[WORK TO BE COMPLETED]
Could you give the data below again, exactly and completely?

##### MATERIAL PROVIDED

PR #9881, opened 2015-11-04
Polish ProximityCapturable.

GraionDilach:
Added descriptions and an Influenced field for gamemodes where the capturing actors only would initiate the capturing process.

Practically everything which was agreed on the IRC yesterday. I didn't removed the inline comments though - should that also happen?

### DIFF
--- a/OpenRA.Mods.Common/Traits/ProximityCapturable.cs
+++ b/OpenRA.Mods.Common/Traits/ProximityCapturable.cs
@@ -18,10 +18,21 @@ namespace OpenRA.Mods.Common.Traits
 	[Desc("Actor can be captured by units in a specified proximity.")]
 	public class ProximityCapturableInfo : ITraitInfo
 	{
+		[Desc("If set, the actor can only be captured via this logic once.")]
 		public readonly bool Permanent = false;
+
+		[Desc("Maximum range at a ProximityCaptor actor can initiate the capture.")]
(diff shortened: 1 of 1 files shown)


pchote:
It's out of scope for this PR, but the capture range checks should also be rewritten using proximity triggers (`ActorMap.AddProximityTrigger`, `ActorMap.RemoveProximityTrigger`) instead of DIYing its own queries each tick.

GraionDilach:
Asking for the Has Dependencies label. I'll do that.

The trait has instant capture right now. >_>

obrakmann:
This hasn't seen any activity in a while so I took a shot at it, since I'll need this for my mod: https://github.com/OpenRA/OpenRA/compare/bleed...obrakmann:koth-refactor

@GraionDilach: let me know how we want to go from here.

GraionDilach:
I have a complete rewrire in mind tbh, but I couldn't find time to implement it before Wednesday... I have no idea what to do now.

obrakmann:
OK. I suggest you check out my branch then and see how closely it matches what you were going to do, and we'll either go with it if you don't need any more changes, or you can use it as a base.

RoosterDragon:
Do we maybe want to drop the addition of `Influenced` and just take the extra descriptions? Seems silly to delay this for a rewrite that may or may not happen any time soon.

GraionDilach:
Then please take @obrakmann 's polish.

##########

[TASK RESULT]
PR #9881, opened 2015-11-04
Polish ProximityCapturable.

GraionDilach:
Added descriptions and an Influenced field for gamemodes where the capturing actors only would initiate the capturing process.

Practically everything which was agreed on the IRC yesterday. I didn't removed the inline comments though - should that also happen?

### DIFF
--- a/OpenRA.Mods.Common/Traits/ProximityCapturable.cs
+++ b/OpenRA.Mods.Common/Traits/ProximityCapturable.cs
@@ -18,10 +18,21 @@ namespace OpenRA.Mods.Common.Traits
 	[Desc("Actor can be captured by units in a specified proximity.")]
 	public class ProximityCapturableInfo : ITraitInfo
 	{
+		[Desc("If set, the actor can only be captured via this logic once.")]
 		public readonly bool Permanent = false;
+
+		[Desc("Maximum range at a ProximityCaptor actor can initiate the capture.")]
(diff shortened: 1 of 1 files shown)


pchote:
It's out of scope for this PR, but the capture range checks should also be rewritten using proximity triggers (`ActorMap.AddProximityTrigger`, `ActorMap.RemoveProximityTrigger`) instead of DIYing its own queries each tick.

GraionDilach:
Asking for the Has Dependencies label. I'll do that.

The trait has instant capture right now. >_>

obrakmann:
This hasn't seen any activity in a while so I took a shot at it, since I'll need this for my mod: https://github.com/OpenRA/OpenRA/compare/bleed...obrakmann:koth-refactor

@GraionDilach: let me know how we want to go from here.

GraionDilach:
I have a complete rewrire in mind tbh, but I couldn't find time to implement it before Wednesday... I have no idea what to do now.

obrakmann:
OK. I suggest you check out my branch then and see how closely it matches what you were going to do, and we'll either go with it if you don't need any more changes, or you can use it as a base.

RoosterDragon:
Do we maybe want to drop the addition of `Influenced` and just take the extra descriptions? Seems silly to delay this for a rewrite that may or may not happen any time soon.

GraionDilach:
Then please take @obrakmann 's polish.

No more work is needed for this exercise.